[[ Provided data, beginning ]]

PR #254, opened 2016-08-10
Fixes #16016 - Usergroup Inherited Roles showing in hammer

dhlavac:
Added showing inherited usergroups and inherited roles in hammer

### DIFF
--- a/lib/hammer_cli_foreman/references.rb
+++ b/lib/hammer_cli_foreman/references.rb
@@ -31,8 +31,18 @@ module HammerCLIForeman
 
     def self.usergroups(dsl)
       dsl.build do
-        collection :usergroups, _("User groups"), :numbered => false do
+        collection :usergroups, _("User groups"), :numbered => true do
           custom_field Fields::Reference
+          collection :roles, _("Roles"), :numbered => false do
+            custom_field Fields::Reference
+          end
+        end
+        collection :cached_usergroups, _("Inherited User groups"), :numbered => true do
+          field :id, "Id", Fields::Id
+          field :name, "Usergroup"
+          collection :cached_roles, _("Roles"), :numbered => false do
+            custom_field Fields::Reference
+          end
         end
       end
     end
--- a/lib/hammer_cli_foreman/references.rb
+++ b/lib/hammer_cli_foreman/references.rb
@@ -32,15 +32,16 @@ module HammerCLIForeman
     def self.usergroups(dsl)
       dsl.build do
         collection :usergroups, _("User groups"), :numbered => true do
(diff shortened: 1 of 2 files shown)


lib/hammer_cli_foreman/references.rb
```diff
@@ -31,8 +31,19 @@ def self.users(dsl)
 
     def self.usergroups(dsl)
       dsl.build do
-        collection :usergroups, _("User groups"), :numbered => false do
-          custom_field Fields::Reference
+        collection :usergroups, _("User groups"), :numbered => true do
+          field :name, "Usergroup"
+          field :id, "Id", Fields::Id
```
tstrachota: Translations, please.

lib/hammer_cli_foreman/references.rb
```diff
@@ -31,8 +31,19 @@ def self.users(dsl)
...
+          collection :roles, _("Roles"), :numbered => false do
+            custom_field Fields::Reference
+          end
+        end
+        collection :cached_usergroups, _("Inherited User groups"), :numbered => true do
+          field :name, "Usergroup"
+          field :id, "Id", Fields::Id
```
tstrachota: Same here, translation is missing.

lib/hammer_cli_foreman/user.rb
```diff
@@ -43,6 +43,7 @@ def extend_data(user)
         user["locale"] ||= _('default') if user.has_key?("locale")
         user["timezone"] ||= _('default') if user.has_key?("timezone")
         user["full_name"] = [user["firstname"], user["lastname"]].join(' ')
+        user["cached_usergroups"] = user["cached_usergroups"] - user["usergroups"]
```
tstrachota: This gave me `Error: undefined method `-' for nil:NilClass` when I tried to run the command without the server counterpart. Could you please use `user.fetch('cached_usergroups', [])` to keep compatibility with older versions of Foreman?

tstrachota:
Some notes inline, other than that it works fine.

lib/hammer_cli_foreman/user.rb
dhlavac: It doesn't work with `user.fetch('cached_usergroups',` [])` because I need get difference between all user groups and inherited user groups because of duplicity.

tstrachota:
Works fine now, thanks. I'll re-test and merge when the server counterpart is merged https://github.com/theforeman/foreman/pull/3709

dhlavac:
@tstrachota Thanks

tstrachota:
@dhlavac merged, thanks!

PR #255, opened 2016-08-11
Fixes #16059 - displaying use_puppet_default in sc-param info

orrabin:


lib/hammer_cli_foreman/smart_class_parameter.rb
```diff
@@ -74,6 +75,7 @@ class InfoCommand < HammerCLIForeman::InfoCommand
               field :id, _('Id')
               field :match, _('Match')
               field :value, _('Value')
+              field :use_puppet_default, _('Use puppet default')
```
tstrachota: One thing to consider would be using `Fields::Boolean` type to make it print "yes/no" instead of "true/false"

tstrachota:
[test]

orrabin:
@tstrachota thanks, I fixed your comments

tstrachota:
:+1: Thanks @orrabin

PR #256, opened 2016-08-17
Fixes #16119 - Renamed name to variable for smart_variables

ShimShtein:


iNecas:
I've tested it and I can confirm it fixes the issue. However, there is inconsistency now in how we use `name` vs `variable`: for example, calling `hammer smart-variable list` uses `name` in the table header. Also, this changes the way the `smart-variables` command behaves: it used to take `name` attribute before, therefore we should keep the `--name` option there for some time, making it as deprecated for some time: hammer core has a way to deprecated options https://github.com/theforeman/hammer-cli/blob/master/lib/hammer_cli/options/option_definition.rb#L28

[[ Provided data, end ]]

#### [What is expected]
From the first line to the last, transcribe the data exactly.

#### [Written response]
PR #254, opened 2016-08-10
Fixes #16016 - Usergroup Inherited Roles showing in hammer

dhlavac:
Added showing inherited usergroups and inherited roles in hammer

### DIFF
--- a/lib/hammer_cli_foreman/references.rb
+++ b/lib/hammer_cli_foreman/references.rb
@@ -31,8 +31,18 @@ module HammerCLIForeman
 
     def self.usergroups(dsl)
       dsl.build do
-        collection :usergroups, _("User groups"), :numbered => false do
+        collection :usergroups, _("User groups"), :numbered => true do
           custom_field Fields::Reference
+          collection :roles, _("Roles"), :numbered => false do
+            custom_field Fields::Reference
+          end
+        end
+        collection :cached_usergroups, _("Inherited User groups"), :numbered => true do
+          field :id, "Id", Fields::Id
+          field :name, "Usergroup"
+          collection :cached_roles, _("Roles"), :numbered => false do
+            custom_field Fields::Reference
+          end
         end
       end
     end
--- a/lib/hammer_cli_foreman/references.rb
+++ b/lib/hammer_cli_foreman/references.rb
@@ -32,15 +32,16 @@ module HammerCLIForeman
     def self.usergroups(dsl)
       dsl.build do
         collection :usergroups, _("User groups"), :numbered => true do
(diff shortened: 1 of 2 files shown)


lib/hammer_cli_foreman/references.rb
```diff
@@ -31,8 +31,19 @@ def self.users(dsl)
 
     def self.usergroups(dsl)
       dsl.build do
-        collection :usergroups, _("User groups"), :numbered => false do
-          custom_field Fields::Reference
+        collection :usergroups, _("User groups"), :numbered => true do
+          field :name, "Usergroup"
+          field :id, "Id", Fields::Id
```
tstrachota: Translations, please.

lib/hammer_cli_foreman/references.rb
```diff
@@ -31,8 +31,19 @@ def self.users(dsl)
...
+          collection :roles, _("Roles"), :numbered => false do
+            custom_field Fields::Reference
+          end
+        end
+        collection :cached_usergroups, _("Inherited User groups"), :numbered => true do
+          field :name, "Usergroup"
+          field :id, "Id", Fields::Id
```
tstrachota: Same here, translation is missing.

lib/hammer_cli_foreman/user.rb
```diff
@@ -43,6 +43,7 @@ def extend_data(user)
         user["locale"] ||= _('default') if user.has_key?("locale")
         user["timezone"] ||= _('default') if user.has_key?("timezone")
         user["full_name"] = [user["firstname"], user["lastname"]].join(' ')
+        user["cached_usergroups"] = user["cached_usergroups"] - user["usergroups"]
```
tstrachota: This gave me `Error: undefined method `-' for nil:NilClass` when I tried to run the command without the server counterpart. Could you please use `user.fetch('cached_usergroups', [])` to keep compatibility with older versions of Foreman?

tstrachota:
Some notes inline, other than that it works fine.

lib/hammer_cli_foreman/user.rb
dhlavac: It doesn't work with `user.fetch('cached_usergroups',` [])` because I need get difference between all user groups and inherited user groups because of duplicity.

tstrachota:
Works fine now, thanks. I'll re-test and merge when the server counterpart is merged https://github.com/theforeman/foreman/pull/3709

dhlavac:
@tstrachota Thanks

tstrachota:
@dhlavac merged, thanks!

PR #255, opened 2016-08-11
Fixes #16059 - displaying use_puppet_default in sc-param info

orrabin:


lib/hammer_cli_foreman/smart_class_parameter.rb
```diff
@@ -74,6 +75,7 @@ class InfoCommand < HammerCLIForeman::InfoCommand
               field :id, _('Id')
               field :match, _('Match')
               field :value, _('Value')
+              field :use_puppet_default, _('Use puppet default')
```
tstrachota: One thing to consider would be using `Fields::Boolean` type to make it print "yes/no" instead of "true/false"

tstrachota:
[test]

orrabin:
@tstrachota thanks, I fixed your comments

tstrachota:
:+1: Thanks @orrabin

PR #256, opened 2016-08-17
Fixes #16119 - Renamed name to variable for smart_variables

ShimShtein:


iNecas:
I've tested it and I can confirm it fixes the issue. However, there is inconsistency now in how we use `name` vs `variable`: for example, calling `hammer smart-variable list` uses `name` in the table header. Also, this changes the way the `smart-variables` command behaves: it used to take `name` attribute before, therefore we should keep the `--name` option there for some time, making it as deprecated for some time: hammer core has a way to deprecated options https://github.com/theforeman/hammer-cli/blob/master/lib/hammer_cli/options/option_definition.rb#L28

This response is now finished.